É o que acontece com a noção de efeito de ancoragem. Aqui o autor atirou no que viu e acertou o que não viu. Ele localiza sua crítica à minha posição no conceito de ancoragem, forma resumida de invocar a Teoria das Representações Sociais do psicólogo social romeno Serge Moscovi (1925-2014), teórico dos anos 1960 criticado por reduzir a mente humana a uma caixa preta que processa ideias numa espécie de teoria do consenso e, por isso, acusado frequentemente de imprecisão e ambiguidade por sua pouca rigidez na definição de conceitos. Para D’Angelo, o conceito do autor serve para classificar minha interpretação como “destorcida”, produto do padrão de comparação que adoto, que é o do serviço público. Sua interpretação pode ser aplicada a sua posição: capitalistas não se sentem capitalistas porque são rodeados por outros mais capitalistas do que eles. Entretanto, Moscovi não definiu o conceito de ancoragem como algo negativo; ele não era um conceito de valor, mas um instrumento de descrição de processos mentais, sua forma de dizer apenas que as coisas são assim: “De fato, a representação é, fundamentalmente, um sistema de classificação e de denotação, de alocação de categorias e nomes". E completa: “Nenhuma mente está livre dos efeitos de condicionamentos anteriores que lhe são impostos por suas representações, linguagem ou cultura. Nós pensamos através de uma linguagem, nós organizamos nossos pensamentos de acordo com um sistema que está condicionado, tanto por nossas representações, como por nossa cultura”.
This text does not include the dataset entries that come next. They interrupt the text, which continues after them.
PR #195, opened 2023-09-08
Add scaffolding command for quickly generating blocks

fabiankaegy:
### Description of the Change

This PR adds a new `scaffold:block` command to the 10up starter theme which allows anyone to easily scaffold out a new block. It is based on the `@wordpress/create-block` package with custom block templates that are bundled in the scaffold itself. 

Closes #

### How to test the Change

To test this you can run `npm run scaffold:block -w themes/10up-theme` in the `wp-content` folder. This will run through a few prompts and generate the block for you. 

### Changelog Entry

> Added - Block Scaffolding command to easily build out new blocks

### Credits

Props @fabiankaegy 

### Checklist:

### DIFF
--- a/bin/create-block-template/index.js
+++ b/bin/create-block-template/index.js
@@ -28,6 +28,9 @@ module.exports = {
 	variants: {
 		default: {},
 		innerBlocks: {},
+		withViewScript: {
+			viewScript: 'file:./view.js',
+		},
 	},
 	blockTemplatesPath: join(__dirname, 'block-templates'),
 };
--- a/bin/create-block-template/index.js
+++ b/bin/create-block-template/index.js
@@ -1,0 +1,33 @@
+/**
+ * External dependencies
+ */
+const { join } = require('path');
+
+module.exports = {
+	defaultValues: {
+		slug: 'example-block',
+		category: 'text',
+		title: 'Example Block',
+		description: 'Example Block',
+		attributes: {},
+		supports: {
+			html: false,
+		},
+		customBlockJSON: {
+			textdomain: 'tenup',
+		},
+		namespace: 'tenup',
+		wpScripts: false,
+		wpEnv: false,
+		version: false,
+		folderName: './src/blocks/example-block',
+		render: 'file:./markup.php',
+		editorStyle: false,
+		style: 'file:./style.css',
+	},
+	variants: {
+		default: {},
+		innerBlocks: {},
+	},
+	blockTemplatesPath: join(__dirname, 'block-templates'),
+};
--- a/bin/create-block-template/block-templates/edit.js.mustache
+++ b/bin/create-block-template/block-templates/edit.js.mustache
@@ -1,0 +1,21 @@
+{{#isDefaultVariant}}
+import { useBlockProps } from '@wordpress/block-editor';
+{{/isDefaultVariant}}
+{{#isInnerBlocksVariant}}
+import { useBlockProps, useInnerBlocksProps } from '@wordpress/block-editor';
+{{/isInnerBlocksVariant}}
+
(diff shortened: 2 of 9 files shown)


fabiankaegy:
@nicholasio I'd love to get your take on this. Do you think this should live in the scaffold here or in toolkit. 

My reason for including it in the scaffold is that I want project teams to be able to modify the starter block templates to their linings. Which would be more difficult in toolkit since it doesn't get exposed. 

However if it were in toolkit it would be easier to ship updates to the scaffolding tool compared to here where essentially it gets stale once the project is scaffolded unless someone manually updates it.

bin/create-block-template/index.js
```diff
@@ -0,0 +1,36 @@
+/**
+ * External dependencies
+ */
+const { join } = require('path');
+
+module.exports = {
+	defaultValues: {
+		slug: 'example-block',
```
darylldoyle, line 8: **question (non-blocking):** Should this by dynamically set by the script?

bin/create-block-template/index.js
```diff
@@ -0,0 +1,36 @@
...
+		category: 'text',
+		title: 'Example Block',
+		description: 'Example Block',
```
darylldoyle, line 11: question (non-blocking): Should these by dynamically set by the script?

bin/create-block-template/index.js
```diff
@@ -0,0 +1,36 @@
...
+		attributes: {},
+		supports: {
+			html: false,
+		},
+		customBlockJSON: {
```
darylldoyle, line 16: **question (non-blocking):** Maybe this is ignorance on my part, but what does this property do?

darylldoyle (commented):
I love this! Some way to do this has always been at the top of my mind. 

I've left a couple of questions, but once those are answered it looks good!

ivanlopez:
@fabiankaegy If we were to add it to the toolkit, we could also create a command to publish the templates into the project to be customized, like Laravel does here: https://laravel.com/docs/10.x/artisan#stub-customization.

bin/create-block-template/index.js
fabiankaegy: Yeah :) This value here only sets the default if the user doesn't provide one in the CLI prompts.

(See attached Video)


https://github.com/10up/wp-scaffold/assets/20684594/fe0562ed-c37b-417d-a077-bd3183f298c1

bin/create-block-template/index.js
fabiankaegy: Same answer as here: https://github.com/10up/wp-scaffold/pull/195#discussion_r1321655475

bin/create-block-template/index.js
fabiankaegy: https://github.com/WordPress/gutenberg/blob/trunk/packages/create-block/docs/external-template.md#defaultvalues

> customBlockJSON (no default) - allows definition of additional properties for the generated block.json file.

This allows us to add any other additional properties to the `block.json` files generated :)

fabiankaegy:
@ivanlopez 👀 That does sound like an interesting solution that would cover both cases!

nicholasio:
@fabiankaegy Since the actual logic to create scaffold the block is handled by `@wordpress/create-block` I don't think there's much value in moving this to toolkit as it would essentially wrap `@wordpress/create-block`.  One thing that toolkit could do it let projects override the default template, so if nothing is provided at the project level it would use the one shipped with toolkit.

With that said, it's probably fine to ship this directly in the scaffold for now.

fabiankaegy:
Okay, in that case, let's keep it simple for now. 

We can ship this as is and iterate on it if we find we want more flexibility in the future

Entretanto, o autor tem razão em apontar a importância da psicologia social em nossa interpretação, mas, agora, como objeto de uma disciplina, a Psicopolítica,  que é essencial para fazer a crítica neoliberal. Definida pelo filósofo coreano Byung Chul Han e desenvolvida no Brasil nos estudos de Christian Dunker e Wladimir Safatle, ela modifica o problema principal do ponto de vista psicanalítico: agora, a questão não é mais culpar o indivíduo em suas posições, mas destruir as relações de poder de submissão. D’Angelo parece fazer uma redução psicológica das minhas ideias com a imposição do argumento da ancoragem, mas o que ele quer fazer é reduzir meu argumento político a um problema psicológico, reduzir o que aponto como a luta social que envolve trabalhadores e servidores públicos a uma gramática de emoções vividas por mim. Ora, se trata de dizer justamente o contrário: a nova força de ascensão do mercado no campo social está na produção das escolhas políticas a partir da manipulação das emoções, exatamente o que levou a ascensão do bolsonarismo ao poder. Problemas políticos exigem soluções políticas: usar o conceito de ancoragem de uma teoria psicológica cujos fundamentos se baseiam no consenso é recusar a necessidade de uma teoria do conflito, a Psicopolítica, mais capaz do que a Teoria das Representações Sociais de explicar o tempo que vivemos hoje. Dizer que o faço ancoragem é mais do que simplismo e não corresponde às intenções de Moscovi. Mais honesto teria sido afirmar que, simplesmente, este debate é a demonstração do efeito paralaxe de que fala Zizek, de visões conflituosas que entre sí só podem criar um curto-circuito e que, como o fenômeno fotográfico, são uma forma de desvio do olhar. Para Zizek, a principal é a paralaxe política, que trata do antagonismo social representado pelas ideologias em conflito, no caso, a ideologia de mercado. Não é curiosa a posição neoliberal nas páginas dos jornais que ao mesmo tempo defende menos estado e, na prática, exige mais investimentos públicos na iniciativa privada? O leitor precisa escolher: há dois campos em conflito. A luta entre capital versus trabalho se agudizou: de que lado você está?